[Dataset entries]
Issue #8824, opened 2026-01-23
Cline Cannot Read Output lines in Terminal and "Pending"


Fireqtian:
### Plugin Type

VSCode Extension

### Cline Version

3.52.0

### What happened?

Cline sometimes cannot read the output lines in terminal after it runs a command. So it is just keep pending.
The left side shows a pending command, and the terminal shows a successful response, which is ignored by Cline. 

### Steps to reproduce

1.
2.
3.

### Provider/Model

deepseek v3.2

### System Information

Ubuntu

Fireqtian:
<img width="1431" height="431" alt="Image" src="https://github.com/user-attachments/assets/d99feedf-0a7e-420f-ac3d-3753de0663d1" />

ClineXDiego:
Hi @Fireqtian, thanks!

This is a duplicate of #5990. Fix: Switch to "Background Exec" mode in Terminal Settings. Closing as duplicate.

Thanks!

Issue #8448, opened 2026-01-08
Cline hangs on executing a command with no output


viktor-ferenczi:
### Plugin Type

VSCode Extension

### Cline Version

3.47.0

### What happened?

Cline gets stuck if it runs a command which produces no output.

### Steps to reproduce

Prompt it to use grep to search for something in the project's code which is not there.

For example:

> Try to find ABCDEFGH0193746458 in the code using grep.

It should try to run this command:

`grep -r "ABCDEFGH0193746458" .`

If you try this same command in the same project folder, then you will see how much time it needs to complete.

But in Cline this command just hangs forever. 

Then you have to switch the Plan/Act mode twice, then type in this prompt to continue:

==

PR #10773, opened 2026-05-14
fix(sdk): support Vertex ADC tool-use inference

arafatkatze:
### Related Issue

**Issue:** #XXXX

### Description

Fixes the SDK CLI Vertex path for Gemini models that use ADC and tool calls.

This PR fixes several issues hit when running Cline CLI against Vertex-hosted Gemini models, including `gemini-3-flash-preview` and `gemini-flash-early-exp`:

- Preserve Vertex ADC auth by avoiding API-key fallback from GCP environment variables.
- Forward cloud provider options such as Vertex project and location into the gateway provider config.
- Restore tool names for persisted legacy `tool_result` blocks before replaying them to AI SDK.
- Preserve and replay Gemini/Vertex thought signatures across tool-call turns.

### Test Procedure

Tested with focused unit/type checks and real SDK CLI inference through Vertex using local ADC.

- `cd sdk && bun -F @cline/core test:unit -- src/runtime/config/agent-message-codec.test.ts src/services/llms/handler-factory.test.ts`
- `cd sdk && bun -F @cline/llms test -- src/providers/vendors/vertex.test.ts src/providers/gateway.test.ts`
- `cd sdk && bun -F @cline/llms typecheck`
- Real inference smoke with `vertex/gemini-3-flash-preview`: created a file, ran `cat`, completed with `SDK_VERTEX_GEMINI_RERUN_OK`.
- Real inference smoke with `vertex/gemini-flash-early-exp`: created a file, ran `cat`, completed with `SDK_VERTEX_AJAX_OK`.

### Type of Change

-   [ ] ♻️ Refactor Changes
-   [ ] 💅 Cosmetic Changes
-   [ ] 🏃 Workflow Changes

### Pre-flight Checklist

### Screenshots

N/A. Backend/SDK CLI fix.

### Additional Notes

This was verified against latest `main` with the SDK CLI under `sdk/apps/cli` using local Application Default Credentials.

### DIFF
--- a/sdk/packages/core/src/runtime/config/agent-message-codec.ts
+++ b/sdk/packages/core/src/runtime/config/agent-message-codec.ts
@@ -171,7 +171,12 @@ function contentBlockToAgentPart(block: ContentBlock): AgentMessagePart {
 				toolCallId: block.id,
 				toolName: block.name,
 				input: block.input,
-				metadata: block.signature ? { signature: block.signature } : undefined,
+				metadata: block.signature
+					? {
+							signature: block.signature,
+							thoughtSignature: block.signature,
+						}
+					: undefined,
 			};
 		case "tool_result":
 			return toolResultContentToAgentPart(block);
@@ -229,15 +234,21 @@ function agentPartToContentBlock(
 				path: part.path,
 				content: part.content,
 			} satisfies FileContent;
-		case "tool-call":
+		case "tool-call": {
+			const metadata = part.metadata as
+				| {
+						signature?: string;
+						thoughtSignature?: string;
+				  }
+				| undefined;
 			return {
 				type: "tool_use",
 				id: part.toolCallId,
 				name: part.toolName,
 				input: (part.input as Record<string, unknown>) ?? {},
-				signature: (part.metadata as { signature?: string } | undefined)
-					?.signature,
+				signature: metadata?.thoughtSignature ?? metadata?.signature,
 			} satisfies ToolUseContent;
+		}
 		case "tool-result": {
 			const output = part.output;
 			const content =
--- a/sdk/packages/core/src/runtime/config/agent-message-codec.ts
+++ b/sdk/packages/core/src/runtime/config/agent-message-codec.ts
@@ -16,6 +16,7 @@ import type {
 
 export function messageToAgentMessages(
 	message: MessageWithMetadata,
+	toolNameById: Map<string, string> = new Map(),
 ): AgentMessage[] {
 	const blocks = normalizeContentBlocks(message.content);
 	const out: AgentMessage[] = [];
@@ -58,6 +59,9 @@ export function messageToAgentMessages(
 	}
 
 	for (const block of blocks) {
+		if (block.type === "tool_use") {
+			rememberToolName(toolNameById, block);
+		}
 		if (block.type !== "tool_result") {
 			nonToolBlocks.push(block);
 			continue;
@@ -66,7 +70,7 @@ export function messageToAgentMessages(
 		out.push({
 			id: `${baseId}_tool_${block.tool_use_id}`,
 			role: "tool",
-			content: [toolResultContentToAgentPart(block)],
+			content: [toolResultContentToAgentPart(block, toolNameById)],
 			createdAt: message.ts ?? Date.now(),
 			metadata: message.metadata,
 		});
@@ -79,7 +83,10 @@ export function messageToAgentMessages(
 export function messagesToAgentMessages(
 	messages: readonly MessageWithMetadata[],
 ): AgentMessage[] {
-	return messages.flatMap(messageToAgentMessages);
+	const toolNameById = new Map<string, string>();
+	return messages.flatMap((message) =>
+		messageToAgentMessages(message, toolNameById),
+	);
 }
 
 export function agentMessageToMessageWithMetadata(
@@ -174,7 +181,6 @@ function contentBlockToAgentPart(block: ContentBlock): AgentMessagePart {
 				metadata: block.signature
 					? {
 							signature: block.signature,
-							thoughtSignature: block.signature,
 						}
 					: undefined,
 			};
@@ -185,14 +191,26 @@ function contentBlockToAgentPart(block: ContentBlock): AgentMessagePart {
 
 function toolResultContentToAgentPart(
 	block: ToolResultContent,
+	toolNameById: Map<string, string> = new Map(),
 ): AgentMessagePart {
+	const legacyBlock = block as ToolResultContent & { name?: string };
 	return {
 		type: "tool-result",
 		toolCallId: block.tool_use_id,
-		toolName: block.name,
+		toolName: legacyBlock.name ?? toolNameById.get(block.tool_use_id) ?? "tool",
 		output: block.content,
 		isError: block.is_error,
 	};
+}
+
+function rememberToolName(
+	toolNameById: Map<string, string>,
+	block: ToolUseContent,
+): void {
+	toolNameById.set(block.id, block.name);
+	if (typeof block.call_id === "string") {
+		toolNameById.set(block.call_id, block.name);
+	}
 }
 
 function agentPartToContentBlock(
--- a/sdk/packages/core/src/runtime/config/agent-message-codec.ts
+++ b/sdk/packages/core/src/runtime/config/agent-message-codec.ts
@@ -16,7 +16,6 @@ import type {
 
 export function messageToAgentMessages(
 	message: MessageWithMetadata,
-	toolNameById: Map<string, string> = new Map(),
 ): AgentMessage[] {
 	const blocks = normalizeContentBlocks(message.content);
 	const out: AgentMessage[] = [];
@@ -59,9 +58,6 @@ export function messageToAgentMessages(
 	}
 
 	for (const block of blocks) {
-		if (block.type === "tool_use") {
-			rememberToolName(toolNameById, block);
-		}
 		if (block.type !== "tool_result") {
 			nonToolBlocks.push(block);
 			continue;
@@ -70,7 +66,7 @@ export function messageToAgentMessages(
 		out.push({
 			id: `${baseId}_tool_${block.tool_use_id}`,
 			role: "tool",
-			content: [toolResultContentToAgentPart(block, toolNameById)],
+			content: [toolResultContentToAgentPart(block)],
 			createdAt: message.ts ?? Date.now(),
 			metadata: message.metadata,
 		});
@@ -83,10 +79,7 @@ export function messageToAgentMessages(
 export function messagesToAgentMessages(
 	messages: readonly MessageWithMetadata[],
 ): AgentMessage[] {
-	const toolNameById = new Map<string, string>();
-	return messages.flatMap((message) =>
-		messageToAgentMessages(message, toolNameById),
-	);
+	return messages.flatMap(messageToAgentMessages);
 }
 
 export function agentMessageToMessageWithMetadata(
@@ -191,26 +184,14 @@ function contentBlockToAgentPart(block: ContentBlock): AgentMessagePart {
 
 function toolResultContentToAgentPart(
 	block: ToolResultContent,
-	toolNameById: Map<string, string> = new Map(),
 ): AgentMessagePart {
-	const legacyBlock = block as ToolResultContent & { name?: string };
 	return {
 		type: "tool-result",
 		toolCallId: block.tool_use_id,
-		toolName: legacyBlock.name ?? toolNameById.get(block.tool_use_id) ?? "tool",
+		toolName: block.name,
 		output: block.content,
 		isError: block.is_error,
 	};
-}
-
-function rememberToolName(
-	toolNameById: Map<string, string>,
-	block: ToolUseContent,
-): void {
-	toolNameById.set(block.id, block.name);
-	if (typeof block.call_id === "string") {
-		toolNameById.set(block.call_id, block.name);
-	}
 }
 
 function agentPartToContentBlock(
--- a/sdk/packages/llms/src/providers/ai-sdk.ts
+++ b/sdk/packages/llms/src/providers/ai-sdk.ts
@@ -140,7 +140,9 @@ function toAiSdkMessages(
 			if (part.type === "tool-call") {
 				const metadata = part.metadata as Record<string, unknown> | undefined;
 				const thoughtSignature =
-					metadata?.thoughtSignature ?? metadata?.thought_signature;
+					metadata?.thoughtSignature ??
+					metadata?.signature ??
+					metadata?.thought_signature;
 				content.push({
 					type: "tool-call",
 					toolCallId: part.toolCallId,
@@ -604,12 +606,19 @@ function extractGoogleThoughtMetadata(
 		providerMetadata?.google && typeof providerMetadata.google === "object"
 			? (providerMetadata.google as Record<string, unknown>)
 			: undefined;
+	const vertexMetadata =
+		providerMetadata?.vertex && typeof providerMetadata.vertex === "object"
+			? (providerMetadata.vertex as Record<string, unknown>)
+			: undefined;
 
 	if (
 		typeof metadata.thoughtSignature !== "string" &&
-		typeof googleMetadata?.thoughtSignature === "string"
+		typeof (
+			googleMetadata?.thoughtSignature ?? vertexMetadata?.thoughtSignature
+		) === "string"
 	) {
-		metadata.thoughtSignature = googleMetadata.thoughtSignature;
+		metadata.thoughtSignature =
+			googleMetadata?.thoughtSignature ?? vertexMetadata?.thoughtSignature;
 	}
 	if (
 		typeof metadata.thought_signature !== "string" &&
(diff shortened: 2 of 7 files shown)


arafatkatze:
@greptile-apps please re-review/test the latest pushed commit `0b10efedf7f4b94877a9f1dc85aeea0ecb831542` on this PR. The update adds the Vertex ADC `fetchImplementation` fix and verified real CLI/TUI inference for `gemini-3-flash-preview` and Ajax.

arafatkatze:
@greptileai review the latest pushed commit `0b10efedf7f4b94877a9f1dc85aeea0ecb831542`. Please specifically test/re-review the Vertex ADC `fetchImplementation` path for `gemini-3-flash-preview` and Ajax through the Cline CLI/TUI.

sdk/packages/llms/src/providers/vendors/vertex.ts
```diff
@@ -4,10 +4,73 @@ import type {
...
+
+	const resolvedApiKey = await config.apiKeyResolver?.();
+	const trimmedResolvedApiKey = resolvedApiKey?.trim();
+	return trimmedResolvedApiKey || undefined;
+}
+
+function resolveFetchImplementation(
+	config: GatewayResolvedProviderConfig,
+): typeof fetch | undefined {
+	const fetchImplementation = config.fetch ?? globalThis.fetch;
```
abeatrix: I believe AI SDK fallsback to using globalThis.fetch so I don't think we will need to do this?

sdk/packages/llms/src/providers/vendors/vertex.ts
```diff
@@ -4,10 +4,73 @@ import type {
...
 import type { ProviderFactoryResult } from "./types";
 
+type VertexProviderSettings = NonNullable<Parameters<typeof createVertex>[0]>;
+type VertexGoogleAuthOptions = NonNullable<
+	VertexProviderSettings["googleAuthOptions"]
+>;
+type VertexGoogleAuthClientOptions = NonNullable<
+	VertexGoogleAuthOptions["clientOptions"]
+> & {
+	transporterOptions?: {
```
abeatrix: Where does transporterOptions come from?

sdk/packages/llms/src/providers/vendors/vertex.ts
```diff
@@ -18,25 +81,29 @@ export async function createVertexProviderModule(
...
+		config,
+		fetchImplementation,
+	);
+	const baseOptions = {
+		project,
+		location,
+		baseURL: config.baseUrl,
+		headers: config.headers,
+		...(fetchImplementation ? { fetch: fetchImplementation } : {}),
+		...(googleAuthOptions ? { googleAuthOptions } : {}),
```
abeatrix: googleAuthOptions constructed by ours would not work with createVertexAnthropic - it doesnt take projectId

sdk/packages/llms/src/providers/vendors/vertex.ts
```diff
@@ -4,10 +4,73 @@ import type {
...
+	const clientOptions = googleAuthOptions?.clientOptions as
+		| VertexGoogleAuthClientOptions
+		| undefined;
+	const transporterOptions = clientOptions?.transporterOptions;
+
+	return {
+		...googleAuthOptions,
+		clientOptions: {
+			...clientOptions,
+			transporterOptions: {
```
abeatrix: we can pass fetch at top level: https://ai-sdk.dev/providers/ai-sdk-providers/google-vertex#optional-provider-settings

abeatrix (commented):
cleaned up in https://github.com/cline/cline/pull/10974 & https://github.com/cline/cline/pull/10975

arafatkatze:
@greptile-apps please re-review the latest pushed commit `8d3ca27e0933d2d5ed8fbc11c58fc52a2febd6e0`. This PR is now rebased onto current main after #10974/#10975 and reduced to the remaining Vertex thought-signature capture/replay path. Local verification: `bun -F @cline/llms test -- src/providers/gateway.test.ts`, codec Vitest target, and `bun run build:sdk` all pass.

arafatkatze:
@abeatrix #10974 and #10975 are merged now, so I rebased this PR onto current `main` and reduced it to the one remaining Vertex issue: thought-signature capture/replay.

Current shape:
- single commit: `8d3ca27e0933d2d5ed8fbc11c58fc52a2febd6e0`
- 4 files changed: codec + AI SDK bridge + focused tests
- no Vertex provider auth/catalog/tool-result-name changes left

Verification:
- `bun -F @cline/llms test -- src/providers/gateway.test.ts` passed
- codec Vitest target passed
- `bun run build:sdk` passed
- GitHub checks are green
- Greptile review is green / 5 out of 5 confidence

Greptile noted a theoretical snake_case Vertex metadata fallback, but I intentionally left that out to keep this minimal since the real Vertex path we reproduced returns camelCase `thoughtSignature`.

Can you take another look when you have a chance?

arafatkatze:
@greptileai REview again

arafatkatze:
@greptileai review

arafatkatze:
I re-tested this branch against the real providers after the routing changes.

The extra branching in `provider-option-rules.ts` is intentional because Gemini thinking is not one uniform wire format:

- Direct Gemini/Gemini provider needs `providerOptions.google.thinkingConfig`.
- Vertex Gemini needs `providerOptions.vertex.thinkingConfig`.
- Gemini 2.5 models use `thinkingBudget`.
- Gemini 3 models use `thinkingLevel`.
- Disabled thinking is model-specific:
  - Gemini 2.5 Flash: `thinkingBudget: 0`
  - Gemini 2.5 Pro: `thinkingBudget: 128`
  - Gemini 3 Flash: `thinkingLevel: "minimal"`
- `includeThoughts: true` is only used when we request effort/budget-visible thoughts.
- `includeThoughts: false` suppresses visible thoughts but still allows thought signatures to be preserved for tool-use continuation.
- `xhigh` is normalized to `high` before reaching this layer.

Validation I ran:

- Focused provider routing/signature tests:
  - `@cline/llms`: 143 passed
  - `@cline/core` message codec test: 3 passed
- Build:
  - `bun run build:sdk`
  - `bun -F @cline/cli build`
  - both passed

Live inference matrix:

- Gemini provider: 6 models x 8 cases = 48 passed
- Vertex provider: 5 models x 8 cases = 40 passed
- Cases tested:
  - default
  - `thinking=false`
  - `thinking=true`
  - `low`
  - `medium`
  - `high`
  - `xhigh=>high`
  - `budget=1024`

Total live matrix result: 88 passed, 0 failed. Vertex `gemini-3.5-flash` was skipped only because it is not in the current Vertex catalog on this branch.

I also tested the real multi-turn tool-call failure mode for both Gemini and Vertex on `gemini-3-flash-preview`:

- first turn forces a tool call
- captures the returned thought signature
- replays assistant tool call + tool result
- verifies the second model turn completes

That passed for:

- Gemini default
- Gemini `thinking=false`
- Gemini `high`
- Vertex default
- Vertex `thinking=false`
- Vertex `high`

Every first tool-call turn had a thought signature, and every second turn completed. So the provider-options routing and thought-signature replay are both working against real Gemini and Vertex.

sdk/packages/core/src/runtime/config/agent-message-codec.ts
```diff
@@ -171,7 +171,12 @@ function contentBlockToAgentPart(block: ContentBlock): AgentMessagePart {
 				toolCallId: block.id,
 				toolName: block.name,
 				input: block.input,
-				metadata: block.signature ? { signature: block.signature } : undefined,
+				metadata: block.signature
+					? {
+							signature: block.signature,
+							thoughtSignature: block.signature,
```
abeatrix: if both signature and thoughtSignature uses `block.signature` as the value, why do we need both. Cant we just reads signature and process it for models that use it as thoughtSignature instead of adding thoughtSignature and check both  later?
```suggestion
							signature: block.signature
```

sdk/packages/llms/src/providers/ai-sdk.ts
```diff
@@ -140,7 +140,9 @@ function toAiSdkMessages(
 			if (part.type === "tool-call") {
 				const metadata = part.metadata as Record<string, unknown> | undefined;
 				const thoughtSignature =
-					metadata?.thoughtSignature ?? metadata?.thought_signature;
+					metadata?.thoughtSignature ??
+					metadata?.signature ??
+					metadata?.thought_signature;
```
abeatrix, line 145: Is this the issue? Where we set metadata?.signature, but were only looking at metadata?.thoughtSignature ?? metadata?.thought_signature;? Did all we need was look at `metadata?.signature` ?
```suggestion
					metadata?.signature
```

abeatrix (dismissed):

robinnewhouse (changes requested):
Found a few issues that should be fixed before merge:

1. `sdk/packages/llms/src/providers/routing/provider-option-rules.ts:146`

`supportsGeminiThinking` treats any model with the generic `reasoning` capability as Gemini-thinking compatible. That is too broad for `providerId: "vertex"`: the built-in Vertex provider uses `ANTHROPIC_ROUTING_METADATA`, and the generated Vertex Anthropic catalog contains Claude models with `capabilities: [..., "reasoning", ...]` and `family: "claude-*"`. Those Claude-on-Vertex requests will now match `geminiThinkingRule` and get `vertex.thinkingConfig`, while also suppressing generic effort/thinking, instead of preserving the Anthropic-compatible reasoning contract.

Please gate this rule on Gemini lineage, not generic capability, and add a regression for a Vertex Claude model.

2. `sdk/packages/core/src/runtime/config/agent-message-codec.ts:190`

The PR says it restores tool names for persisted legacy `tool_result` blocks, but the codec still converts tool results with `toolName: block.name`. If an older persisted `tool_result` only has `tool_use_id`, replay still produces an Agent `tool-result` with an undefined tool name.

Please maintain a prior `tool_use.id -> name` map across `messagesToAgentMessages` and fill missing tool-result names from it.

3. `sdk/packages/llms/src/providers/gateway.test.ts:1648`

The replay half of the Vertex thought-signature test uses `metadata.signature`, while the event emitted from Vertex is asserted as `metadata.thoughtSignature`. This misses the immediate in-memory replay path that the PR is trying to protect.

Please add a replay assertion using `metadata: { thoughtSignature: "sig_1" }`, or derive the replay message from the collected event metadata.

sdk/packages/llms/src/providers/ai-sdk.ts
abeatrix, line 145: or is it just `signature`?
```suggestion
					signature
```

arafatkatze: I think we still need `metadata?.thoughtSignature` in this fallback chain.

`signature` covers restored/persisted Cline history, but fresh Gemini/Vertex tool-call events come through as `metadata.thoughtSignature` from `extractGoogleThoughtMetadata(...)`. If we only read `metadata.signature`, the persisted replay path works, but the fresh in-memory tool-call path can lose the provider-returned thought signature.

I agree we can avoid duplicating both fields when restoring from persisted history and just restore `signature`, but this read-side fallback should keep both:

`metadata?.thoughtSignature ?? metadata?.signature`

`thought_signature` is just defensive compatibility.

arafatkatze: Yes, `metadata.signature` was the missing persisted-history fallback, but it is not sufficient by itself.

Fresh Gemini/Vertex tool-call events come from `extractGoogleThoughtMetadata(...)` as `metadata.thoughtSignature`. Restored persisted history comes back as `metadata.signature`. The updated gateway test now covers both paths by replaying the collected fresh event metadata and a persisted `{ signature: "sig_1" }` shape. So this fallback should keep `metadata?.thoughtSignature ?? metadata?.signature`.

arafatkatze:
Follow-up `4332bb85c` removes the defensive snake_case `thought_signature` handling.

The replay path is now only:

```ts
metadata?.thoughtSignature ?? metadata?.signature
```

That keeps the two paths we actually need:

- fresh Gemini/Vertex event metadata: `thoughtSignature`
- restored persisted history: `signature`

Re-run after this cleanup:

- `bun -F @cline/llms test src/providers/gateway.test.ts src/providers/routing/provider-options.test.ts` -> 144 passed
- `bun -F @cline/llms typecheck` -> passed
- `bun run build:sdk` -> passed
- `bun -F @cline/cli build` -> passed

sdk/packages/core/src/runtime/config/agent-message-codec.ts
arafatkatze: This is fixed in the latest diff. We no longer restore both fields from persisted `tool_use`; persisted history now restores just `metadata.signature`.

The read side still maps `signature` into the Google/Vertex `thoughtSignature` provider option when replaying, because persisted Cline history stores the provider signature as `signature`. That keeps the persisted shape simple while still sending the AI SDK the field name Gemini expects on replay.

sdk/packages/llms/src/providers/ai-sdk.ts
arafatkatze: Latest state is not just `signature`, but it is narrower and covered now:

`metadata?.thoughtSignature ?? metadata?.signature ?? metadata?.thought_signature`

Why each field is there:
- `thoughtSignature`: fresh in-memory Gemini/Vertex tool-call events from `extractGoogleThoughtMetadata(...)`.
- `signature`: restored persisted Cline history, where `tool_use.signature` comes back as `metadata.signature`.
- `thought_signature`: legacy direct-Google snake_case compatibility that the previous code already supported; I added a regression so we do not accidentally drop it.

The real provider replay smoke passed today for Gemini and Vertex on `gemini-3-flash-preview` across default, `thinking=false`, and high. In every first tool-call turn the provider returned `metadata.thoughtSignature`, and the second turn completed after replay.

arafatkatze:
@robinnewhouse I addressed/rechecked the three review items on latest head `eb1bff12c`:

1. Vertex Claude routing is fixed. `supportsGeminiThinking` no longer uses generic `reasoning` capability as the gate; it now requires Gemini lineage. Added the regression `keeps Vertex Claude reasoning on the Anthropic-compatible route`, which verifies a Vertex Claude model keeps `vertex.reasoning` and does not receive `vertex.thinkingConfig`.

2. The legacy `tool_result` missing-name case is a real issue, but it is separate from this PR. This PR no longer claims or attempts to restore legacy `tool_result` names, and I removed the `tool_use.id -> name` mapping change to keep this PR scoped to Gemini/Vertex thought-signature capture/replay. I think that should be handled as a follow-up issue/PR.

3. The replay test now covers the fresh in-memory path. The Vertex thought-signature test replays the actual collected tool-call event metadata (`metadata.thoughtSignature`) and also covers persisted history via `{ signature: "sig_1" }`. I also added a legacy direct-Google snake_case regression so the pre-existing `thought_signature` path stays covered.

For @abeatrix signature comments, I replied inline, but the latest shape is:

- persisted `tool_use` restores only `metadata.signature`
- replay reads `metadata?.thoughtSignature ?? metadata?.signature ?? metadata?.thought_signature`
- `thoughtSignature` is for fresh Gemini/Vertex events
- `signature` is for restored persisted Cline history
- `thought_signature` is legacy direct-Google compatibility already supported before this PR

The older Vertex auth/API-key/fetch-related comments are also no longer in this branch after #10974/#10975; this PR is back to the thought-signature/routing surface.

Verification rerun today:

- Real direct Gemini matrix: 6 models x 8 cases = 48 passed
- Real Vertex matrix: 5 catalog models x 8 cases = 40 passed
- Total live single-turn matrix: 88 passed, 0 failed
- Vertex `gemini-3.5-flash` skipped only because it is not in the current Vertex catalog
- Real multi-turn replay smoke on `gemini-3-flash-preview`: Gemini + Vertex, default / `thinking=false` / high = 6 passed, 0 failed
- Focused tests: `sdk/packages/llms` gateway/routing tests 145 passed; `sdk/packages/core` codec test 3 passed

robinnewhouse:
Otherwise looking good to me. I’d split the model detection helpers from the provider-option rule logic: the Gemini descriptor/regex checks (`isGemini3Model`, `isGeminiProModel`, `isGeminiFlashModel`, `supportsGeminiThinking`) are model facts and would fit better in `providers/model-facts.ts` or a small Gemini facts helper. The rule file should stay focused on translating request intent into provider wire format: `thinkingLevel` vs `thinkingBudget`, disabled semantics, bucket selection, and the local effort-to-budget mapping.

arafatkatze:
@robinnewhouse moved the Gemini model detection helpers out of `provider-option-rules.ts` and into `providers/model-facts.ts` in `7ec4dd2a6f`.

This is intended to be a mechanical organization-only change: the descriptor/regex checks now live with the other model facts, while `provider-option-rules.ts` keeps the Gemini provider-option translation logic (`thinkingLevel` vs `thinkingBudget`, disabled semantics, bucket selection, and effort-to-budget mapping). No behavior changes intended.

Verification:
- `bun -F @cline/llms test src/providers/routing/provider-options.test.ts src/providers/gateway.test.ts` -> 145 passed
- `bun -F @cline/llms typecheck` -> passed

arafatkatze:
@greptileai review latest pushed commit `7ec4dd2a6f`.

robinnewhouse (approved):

_TASK GOAL_: Exactly how many lines in the records contain the string "flatMap"? Give that number alone.

_TASK ANSWER_: 4